Sejak pukul 07.00 WIB, ratusan peserta telah memadati lokasi audisi. Tak hanya berasal dari Jakarta dan sekitarnya, sejumlah peserta juga datang dari berbagai daerah di Indonesia, seperti Wonosobo, Jawa Tengah hingga Bandar Lampung, Lampung. Mereka datang dengan harapan dapat melangkah lebih jauh dan menjadi ikon baru di industri musik Tanah Air.

Doni Arianto selaku VP Planning Scheduling Research and Development (PSRD) SCTV menyampaikan harapannya agar ajang ini dapat melahirkan ikon-ikon baru yang mampu mewarnai industri musik Indonesia. Ia juga menegaskan bahwa kesempatan masih terbuka bagi para talenta berbakat dari seluruh Indonesia.

Meski audisi terbuka di Jakarta telah selesai, proses seleksi masih berlanjut melalui audisi online yang dibuka hingga awal Maret 2026. Selain itu, audisi terbatas juga akan digelar di empat kota lainnya, yaitu Yogyakarta, Malang, Kupang, dan Ambon.

Menariknya, seluruh proses audisi The Icon Indonesia tidak dipungut biaya. Bahkan, bagi peserta yang berhasil lolos ke tahap selanjutnya di Jakarta, seluruh biaya transportasi akan ditanggung oleh pihak penyelenggara.

What's On Fimela
2 dari 2 halaman

Kehadiran Ardhito Pramono Sebagai Juri

Ardhito Pramono Sebagai Juri. Dok. Emtek

Salah satu daya tarik utama audisi di Jakarta adalah kehadiran musisi ternama Ardhito Pramono yang dipercaya menjadi juri. Sebelum proses audisi dimulai, Ardhito menyempatkan diri menyapa para peserta yang telah mengantri panjang sejak pagi. Ia bahkan mengajak peserta melakukan pemanasan vokal untuk membantu mereka tampil lebih maksimal di hadapan dewan juri.

Setelah menyaksikan langsung penampilan para peserta, Ardhito mengaku terkesan dengan kualitas suara yang dimiliki banyak peserta. Namun, menurutnya, ajang ini tidak hanya mencari penyanyi dengan teknik vokal yang baik, tetapi juga sosok yang memiliki karakter kuat dan kejujuran dalam bermusik.

“Ajang pencarian bakat The Icon Indonesia ini bukan hanya sekedar mencari peserta yang paham teknik vokal, melainkan peserta berkarakter serta jujur dalam bermusik.
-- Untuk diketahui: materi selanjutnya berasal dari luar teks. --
PR #976, opened 2022-01-18
fix(web): handle parameter definition exceptions

platypii:
There is a UI bug when a user provides malformed parameter definitions. An exception is thrown internally, but the UI gets stuck with the message:
> processing, please wait

This PR catches exceptions thrown inside the `designParameters` function. If an exception is thrown, it gets added to the `status` object so it can be displayed to the user. After applying this PR, the user message becomes more helpful:
> ERROR: Definition of choice parameter (tooling) should include a 'values' parameter

Example script:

Bernyanyi itu tidak hanya sekedar bagus secara teknik, tetapi juga harus jujur ketika menyampaikan lirik lagu sehingga butuh penghayatan yang baik,” ungkap Ardhito Pramono.

Melalui ajang ini, The Icon Indonesia diharapkan dapat menemukan talenta-talenta baru yang tidak hanya memiliki kemampuan vokal yang kuat, tetapi juga identitas musikal yang autentik. Sesuai dengan semangatnya, “Your Voice, Your Icon,” ajang ini menjadi panggung bagi generasi baru untuk menunjukkan suara dan karakter mereka kepada Indonesia.